| Task brief |
Each line below that includes the word "detection" is to be reported.

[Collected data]

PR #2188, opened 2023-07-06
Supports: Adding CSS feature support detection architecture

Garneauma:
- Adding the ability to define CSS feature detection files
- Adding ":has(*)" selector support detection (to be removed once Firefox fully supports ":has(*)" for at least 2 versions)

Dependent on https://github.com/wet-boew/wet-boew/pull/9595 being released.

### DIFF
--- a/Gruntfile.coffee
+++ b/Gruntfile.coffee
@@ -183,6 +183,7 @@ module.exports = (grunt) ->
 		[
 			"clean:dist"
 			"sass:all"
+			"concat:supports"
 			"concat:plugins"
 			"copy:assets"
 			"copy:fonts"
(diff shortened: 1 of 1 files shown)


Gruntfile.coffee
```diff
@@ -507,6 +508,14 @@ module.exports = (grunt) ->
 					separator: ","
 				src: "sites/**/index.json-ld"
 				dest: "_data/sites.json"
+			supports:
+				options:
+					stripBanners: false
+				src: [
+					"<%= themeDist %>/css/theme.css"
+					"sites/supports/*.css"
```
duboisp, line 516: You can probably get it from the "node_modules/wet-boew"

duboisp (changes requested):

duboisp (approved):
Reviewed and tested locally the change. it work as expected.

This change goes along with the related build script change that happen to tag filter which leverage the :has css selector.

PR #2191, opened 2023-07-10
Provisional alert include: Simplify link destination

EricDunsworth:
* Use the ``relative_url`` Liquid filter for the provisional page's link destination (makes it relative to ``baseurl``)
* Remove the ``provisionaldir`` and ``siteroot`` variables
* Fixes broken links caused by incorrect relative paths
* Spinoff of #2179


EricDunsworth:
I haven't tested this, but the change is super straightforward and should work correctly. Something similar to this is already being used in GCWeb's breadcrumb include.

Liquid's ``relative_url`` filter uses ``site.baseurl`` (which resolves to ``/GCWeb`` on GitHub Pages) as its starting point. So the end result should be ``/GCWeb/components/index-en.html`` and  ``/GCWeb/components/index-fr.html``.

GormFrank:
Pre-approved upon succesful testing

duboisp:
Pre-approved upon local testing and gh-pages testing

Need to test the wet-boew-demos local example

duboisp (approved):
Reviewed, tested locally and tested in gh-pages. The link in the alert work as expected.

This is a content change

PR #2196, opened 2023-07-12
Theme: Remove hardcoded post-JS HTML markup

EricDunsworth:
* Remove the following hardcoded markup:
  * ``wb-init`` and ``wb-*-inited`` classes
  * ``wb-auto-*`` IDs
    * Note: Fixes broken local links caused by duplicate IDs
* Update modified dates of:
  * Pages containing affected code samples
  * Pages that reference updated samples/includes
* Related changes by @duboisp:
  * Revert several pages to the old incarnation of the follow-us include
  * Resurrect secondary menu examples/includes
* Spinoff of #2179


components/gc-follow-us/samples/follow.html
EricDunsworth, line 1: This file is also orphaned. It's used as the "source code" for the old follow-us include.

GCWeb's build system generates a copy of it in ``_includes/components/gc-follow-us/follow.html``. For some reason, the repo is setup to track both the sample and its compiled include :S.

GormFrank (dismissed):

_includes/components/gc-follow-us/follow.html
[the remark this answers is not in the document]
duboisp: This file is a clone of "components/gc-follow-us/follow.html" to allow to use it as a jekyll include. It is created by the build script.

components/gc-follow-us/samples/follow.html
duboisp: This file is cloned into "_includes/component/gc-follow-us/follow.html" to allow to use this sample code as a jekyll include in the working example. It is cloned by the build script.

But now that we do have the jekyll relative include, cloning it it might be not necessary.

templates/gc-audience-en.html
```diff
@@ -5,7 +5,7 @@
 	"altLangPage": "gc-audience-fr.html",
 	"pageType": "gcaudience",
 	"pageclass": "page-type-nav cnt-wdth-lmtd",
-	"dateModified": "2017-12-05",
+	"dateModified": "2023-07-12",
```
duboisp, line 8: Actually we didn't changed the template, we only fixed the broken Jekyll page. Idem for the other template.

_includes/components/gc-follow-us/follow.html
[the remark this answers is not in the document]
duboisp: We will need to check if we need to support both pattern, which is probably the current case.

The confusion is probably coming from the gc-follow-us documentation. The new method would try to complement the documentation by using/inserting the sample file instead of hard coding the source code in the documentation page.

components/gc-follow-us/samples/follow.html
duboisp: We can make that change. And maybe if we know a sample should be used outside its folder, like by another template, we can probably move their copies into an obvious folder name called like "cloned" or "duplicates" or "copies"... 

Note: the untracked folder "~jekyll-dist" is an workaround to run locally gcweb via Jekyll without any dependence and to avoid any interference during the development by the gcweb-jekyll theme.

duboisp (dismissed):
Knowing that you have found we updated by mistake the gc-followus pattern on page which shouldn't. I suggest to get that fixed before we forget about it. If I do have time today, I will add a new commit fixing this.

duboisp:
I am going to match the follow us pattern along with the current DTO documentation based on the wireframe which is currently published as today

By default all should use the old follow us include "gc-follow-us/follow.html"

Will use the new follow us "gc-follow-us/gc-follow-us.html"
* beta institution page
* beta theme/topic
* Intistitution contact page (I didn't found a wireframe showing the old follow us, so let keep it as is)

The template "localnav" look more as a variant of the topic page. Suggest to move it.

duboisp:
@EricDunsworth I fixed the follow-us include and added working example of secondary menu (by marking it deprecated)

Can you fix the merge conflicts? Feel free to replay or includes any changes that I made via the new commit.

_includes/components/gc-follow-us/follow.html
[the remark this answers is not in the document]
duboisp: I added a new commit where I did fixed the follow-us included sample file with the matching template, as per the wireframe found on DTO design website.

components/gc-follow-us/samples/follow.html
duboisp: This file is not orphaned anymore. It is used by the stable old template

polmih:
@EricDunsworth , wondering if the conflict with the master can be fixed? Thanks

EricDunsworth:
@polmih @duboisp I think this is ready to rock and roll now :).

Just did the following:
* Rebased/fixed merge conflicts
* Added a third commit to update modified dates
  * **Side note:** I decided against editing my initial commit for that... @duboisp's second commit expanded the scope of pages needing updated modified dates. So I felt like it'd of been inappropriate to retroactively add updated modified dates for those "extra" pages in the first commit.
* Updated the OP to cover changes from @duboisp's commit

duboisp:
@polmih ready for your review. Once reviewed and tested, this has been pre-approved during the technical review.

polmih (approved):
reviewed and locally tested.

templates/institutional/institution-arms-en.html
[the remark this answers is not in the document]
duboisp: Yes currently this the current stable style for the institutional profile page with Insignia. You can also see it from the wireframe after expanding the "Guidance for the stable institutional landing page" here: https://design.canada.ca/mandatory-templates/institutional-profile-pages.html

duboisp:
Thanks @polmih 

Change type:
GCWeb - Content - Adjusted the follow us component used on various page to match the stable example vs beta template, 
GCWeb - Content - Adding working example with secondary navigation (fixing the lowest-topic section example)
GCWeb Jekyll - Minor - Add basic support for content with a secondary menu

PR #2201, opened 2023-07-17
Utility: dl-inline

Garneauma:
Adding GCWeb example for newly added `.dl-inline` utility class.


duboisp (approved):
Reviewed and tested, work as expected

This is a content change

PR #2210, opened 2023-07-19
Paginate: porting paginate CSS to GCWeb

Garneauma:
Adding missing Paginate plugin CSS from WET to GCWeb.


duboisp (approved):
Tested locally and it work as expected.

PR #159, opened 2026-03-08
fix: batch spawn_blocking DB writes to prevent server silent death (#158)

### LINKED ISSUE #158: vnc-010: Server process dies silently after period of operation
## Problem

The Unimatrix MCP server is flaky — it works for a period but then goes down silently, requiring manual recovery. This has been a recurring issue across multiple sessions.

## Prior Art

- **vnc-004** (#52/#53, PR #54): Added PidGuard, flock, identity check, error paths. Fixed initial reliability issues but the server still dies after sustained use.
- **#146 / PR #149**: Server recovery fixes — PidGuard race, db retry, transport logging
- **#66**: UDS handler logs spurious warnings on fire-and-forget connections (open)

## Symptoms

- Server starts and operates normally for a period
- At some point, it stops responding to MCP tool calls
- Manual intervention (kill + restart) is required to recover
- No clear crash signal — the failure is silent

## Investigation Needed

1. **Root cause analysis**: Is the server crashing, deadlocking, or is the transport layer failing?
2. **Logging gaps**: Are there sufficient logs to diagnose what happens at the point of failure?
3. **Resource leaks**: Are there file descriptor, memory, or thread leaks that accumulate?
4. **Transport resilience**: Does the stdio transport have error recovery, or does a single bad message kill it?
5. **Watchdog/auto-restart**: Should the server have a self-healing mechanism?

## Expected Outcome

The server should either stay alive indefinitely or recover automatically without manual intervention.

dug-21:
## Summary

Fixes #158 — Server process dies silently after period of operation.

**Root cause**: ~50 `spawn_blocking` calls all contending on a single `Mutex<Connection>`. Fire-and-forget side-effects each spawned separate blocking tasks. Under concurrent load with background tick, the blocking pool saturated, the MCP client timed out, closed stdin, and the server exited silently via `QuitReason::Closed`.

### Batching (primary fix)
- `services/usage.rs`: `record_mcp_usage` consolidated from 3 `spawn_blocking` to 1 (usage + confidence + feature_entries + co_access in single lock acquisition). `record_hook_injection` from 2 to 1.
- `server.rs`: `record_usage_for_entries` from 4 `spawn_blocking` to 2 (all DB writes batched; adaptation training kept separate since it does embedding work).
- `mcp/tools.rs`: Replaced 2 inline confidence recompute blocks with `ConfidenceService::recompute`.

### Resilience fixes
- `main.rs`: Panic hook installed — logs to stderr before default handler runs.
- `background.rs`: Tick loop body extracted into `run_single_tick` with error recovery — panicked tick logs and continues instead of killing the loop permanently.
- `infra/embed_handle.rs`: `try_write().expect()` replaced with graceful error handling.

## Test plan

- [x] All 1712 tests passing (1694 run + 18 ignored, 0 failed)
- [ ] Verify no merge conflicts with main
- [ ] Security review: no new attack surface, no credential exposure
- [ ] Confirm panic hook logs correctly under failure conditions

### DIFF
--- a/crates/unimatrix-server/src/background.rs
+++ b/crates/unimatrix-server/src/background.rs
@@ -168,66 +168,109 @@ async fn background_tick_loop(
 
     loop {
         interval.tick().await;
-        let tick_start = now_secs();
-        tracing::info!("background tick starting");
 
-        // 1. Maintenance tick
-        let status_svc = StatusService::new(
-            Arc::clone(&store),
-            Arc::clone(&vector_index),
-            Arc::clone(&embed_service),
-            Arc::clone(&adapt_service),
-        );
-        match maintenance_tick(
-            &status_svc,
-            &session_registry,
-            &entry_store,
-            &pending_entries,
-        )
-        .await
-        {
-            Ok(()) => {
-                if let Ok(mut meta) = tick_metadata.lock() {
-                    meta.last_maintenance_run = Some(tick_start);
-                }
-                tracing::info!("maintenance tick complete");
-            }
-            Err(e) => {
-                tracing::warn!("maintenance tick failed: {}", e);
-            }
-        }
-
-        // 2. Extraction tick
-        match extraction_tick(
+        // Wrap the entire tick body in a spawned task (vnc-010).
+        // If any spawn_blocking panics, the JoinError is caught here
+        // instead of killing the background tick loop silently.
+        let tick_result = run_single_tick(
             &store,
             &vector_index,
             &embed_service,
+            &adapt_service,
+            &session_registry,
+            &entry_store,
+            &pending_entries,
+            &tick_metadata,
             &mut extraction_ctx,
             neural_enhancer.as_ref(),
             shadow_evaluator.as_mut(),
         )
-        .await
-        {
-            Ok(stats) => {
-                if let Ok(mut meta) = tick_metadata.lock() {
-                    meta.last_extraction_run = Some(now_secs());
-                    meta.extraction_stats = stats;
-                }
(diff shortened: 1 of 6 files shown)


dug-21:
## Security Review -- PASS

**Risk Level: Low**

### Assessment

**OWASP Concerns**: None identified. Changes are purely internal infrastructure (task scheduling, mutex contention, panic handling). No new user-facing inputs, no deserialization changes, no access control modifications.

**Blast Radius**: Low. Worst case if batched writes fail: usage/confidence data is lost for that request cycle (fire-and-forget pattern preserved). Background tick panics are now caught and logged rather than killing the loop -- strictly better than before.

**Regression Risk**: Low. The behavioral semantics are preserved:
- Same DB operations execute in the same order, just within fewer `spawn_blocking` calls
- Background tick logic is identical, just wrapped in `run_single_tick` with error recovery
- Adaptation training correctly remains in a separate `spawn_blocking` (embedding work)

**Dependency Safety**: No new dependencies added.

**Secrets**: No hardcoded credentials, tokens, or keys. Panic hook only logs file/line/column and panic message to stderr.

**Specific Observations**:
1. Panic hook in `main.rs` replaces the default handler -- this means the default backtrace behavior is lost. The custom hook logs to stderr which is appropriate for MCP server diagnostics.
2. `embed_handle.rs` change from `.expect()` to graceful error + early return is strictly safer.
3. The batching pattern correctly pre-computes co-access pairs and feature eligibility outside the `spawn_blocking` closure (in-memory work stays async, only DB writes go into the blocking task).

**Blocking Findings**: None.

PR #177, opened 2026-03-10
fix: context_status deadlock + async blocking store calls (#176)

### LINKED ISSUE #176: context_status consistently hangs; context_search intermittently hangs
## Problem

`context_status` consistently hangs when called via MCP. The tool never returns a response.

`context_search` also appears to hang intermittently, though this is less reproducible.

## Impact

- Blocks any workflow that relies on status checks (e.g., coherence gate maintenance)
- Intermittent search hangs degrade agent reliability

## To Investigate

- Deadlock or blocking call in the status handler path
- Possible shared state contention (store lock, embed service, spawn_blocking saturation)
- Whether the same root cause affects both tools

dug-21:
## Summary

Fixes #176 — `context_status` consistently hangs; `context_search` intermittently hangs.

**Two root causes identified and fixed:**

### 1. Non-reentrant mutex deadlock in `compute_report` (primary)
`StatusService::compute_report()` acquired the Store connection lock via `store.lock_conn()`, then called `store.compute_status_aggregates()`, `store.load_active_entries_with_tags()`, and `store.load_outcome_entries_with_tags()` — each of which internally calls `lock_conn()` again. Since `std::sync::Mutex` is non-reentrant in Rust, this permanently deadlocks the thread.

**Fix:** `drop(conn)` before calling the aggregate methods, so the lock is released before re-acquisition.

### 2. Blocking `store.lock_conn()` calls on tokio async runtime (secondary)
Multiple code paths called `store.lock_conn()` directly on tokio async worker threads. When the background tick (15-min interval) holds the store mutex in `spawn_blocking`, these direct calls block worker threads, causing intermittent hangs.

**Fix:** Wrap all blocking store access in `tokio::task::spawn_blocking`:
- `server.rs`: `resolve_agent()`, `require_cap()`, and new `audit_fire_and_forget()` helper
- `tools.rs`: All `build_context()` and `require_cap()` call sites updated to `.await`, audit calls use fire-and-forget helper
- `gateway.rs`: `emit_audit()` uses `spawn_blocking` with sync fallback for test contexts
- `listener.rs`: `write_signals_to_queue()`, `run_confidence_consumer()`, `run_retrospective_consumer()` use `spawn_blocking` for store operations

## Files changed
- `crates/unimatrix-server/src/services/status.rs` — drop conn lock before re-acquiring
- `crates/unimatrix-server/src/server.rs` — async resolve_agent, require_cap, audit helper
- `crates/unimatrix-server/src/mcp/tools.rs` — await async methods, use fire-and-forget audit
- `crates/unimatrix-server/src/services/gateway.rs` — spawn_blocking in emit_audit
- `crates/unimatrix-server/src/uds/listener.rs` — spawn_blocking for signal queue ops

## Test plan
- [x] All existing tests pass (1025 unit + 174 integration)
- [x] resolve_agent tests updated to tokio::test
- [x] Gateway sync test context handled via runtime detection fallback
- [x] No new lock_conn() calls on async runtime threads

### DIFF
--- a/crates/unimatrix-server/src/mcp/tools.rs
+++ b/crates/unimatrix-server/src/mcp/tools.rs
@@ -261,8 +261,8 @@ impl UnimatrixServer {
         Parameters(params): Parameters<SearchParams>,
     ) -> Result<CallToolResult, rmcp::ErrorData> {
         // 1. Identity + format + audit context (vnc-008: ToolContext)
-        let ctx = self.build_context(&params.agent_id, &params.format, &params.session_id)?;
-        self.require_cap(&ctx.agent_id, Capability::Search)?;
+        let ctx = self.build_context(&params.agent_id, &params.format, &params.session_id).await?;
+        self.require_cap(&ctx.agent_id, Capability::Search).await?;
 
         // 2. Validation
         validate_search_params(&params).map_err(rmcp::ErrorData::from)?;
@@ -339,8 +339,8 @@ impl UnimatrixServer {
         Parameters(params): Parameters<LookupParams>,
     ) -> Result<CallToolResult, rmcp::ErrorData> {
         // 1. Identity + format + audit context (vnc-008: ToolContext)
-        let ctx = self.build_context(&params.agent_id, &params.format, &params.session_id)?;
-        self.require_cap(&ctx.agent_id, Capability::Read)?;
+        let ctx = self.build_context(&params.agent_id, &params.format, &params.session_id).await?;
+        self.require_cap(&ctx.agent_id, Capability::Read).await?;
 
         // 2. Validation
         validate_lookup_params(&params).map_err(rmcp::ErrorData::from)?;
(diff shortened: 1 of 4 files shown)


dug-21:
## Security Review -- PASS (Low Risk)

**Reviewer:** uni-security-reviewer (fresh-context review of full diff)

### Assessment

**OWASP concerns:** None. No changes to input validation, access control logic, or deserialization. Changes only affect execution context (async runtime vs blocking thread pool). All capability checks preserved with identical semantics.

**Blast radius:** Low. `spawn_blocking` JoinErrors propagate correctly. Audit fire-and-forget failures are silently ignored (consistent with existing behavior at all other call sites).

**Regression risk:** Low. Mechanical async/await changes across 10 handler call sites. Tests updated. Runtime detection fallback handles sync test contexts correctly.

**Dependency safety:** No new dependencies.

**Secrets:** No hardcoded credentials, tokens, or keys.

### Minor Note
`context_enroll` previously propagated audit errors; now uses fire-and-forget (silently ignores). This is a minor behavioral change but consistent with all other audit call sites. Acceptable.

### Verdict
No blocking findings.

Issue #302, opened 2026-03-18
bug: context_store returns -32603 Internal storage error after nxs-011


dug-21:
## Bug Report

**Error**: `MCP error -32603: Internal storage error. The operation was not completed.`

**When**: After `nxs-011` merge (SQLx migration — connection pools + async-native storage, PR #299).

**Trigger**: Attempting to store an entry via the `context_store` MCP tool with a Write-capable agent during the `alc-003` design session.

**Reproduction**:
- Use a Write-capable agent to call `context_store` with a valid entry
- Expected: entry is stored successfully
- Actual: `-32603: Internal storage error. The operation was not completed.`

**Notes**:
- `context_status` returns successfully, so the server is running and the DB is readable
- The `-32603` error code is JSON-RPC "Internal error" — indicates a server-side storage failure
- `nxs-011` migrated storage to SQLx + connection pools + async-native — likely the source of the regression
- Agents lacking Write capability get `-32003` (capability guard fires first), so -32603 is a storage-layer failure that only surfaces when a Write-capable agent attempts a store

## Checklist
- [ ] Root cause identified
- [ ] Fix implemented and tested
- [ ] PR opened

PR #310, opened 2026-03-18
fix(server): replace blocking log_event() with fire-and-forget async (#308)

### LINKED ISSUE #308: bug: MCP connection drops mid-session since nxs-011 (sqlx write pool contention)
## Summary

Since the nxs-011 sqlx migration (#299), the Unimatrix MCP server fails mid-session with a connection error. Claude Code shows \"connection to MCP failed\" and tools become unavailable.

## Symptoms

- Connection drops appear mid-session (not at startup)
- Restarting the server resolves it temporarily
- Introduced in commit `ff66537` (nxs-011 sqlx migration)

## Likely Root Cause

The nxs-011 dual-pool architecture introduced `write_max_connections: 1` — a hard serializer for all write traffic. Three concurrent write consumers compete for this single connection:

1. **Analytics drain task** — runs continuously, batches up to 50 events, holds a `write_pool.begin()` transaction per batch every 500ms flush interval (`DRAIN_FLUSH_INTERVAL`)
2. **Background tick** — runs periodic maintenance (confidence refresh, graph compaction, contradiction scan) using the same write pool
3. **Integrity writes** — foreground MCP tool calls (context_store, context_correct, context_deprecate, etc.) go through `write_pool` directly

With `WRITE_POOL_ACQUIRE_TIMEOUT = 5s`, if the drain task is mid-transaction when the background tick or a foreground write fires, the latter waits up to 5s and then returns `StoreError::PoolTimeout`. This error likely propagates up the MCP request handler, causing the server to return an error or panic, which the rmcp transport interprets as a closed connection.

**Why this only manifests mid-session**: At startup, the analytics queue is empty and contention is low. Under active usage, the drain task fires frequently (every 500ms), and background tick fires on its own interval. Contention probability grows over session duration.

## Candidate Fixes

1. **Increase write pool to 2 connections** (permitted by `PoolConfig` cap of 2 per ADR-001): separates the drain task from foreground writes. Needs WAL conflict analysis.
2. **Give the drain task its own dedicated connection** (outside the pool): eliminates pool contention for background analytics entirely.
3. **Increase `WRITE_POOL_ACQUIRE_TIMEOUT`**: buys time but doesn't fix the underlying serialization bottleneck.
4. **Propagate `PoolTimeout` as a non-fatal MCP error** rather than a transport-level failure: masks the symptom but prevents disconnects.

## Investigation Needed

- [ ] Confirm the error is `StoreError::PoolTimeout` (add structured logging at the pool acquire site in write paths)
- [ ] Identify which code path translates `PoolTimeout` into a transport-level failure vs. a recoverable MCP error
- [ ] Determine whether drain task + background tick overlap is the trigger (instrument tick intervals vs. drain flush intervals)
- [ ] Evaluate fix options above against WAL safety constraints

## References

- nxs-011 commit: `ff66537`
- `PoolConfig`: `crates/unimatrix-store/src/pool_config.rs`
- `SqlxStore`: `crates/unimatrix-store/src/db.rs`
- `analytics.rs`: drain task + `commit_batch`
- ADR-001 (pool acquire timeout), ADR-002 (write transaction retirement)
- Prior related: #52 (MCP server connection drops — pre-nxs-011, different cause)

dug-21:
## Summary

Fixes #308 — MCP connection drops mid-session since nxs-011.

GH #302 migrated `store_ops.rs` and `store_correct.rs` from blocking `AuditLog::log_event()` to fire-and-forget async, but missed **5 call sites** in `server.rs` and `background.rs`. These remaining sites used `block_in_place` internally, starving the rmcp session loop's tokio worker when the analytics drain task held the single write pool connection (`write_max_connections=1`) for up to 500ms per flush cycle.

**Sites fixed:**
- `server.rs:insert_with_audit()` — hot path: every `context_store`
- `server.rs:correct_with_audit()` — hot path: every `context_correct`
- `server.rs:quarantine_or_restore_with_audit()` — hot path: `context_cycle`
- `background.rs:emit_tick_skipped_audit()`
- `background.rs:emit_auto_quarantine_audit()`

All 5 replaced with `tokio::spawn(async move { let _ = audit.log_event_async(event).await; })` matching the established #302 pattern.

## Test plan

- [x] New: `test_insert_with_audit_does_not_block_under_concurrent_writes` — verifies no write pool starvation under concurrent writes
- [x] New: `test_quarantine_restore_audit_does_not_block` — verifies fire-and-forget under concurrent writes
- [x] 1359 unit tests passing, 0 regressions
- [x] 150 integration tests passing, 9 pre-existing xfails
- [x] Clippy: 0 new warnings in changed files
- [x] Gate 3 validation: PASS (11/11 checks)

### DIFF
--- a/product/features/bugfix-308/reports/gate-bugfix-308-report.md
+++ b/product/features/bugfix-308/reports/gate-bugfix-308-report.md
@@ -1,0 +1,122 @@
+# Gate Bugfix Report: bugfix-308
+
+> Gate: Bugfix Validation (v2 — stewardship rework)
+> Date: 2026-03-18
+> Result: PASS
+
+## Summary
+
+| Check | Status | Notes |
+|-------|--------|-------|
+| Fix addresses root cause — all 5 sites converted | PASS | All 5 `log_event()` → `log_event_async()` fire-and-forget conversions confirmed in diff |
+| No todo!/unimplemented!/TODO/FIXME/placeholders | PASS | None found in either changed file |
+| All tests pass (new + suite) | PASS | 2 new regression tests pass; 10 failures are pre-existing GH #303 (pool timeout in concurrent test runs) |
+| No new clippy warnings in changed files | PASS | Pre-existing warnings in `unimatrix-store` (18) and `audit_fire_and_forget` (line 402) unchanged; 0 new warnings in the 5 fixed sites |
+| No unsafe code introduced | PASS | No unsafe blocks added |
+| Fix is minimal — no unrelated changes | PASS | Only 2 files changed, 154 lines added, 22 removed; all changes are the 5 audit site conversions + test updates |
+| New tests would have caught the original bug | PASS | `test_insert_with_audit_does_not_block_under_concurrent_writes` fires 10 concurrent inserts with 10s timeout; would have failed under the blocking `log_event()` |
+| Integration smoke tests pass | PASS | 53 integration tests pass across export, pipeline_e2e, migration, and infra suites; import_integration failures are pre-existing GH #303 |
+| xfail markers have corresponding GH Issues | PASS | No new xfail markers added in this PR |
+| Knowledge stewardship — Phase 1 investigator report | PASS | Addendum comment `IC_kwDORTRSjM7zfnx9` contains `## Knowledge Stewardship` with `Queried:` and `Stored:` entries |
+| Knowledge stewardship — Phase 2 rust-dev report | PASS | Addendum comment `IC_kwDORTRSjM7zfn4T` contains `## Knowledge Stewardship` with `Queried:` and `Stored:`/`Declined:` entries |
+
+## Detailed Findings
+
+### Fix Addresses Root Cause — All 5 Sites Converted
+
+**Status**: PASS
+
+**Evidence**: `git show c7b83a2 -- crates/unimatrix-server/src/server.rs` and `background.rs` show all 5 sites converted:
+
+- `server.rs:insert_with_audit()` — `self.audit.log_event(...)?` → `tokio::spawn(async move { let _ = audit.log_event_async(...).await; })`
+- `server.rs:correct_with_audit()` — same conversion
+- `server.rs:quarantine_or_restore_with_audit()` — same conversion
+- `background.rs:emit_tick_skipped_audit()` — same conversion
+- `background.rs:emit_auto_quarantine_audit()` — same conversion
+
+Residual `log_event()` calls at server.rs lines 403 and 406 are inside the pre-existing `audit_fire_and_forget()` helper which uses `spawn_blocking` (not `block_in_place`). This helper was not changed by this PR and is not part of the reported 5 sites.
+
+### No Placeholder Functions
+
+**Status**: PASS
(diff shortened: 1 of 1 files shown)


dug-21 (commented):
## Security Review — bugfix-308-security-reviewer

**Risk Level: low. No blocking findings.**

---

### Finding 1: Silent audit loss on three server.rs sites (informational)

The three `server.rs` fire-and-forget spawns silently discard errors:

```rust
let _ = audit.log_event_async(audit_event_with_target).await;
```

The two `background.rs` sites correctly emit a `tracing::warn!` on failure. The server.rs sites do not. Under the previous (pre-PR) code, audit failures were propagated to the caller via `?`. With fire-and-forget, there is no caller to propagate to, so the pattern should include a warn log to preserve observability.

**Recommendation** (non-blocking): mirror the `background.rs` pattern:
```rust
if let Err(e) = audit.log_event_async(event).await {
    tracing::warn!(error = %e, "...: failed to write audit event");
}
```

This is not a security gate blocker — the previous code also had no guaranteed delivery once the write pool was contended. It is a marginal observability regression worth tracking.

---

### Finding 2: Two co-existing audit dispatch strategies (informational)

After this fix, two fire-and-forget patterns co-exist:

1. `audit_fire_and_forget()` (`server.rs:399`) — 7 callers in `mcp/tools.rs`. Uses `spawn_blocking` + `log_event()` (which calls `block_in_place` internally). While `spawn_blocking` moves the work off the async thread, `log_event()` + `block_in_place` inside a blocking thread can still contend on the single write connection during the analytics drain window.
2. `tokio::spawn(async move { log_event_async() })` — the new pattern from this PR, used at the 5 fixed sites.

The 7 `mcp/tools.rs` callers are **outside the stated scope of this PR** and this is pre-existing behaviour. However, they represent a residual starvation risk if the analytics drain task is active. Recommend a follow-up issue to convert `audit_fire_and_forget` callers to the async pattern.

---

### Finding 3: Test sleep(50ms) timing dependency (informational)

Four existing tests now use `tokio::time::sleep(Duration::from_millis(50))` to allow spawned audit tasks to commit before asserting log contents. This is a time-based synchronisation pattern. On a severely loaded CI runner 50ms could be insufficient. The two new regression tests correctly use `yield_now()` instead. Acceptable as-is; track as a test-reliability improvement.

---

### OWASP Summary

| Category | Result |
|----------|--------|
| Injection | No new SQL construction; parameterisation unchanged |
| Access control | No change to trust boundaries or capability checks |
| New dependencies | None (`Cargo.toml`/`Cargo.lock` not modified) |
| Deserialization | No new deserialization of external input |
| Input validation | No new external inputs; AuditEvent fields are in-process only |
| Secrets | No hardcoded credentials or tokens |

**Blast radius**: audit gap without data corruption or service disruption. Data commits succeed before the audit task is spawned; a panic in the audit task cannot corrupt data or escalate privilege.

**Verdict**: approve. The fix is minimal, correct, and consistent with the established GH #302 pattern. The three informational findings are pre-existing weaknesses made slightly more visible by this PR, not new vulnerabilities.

| Exercise output |
Supports: Adding CSS feature support detection architecture
- Adding the ability to define CSS feature detection files
- Adding ":has(*)" selector support detection (to be removed once Firefox fully supports ":has(*)" for at least 2 versions)
- [x] Gateway sync test context handled via runtime detection fallback
**Regression risk:** Low. Mechanical async/await changes across 10 handler call sites. Tests updated. Runtime detection fallback handles sync test contexts correctly.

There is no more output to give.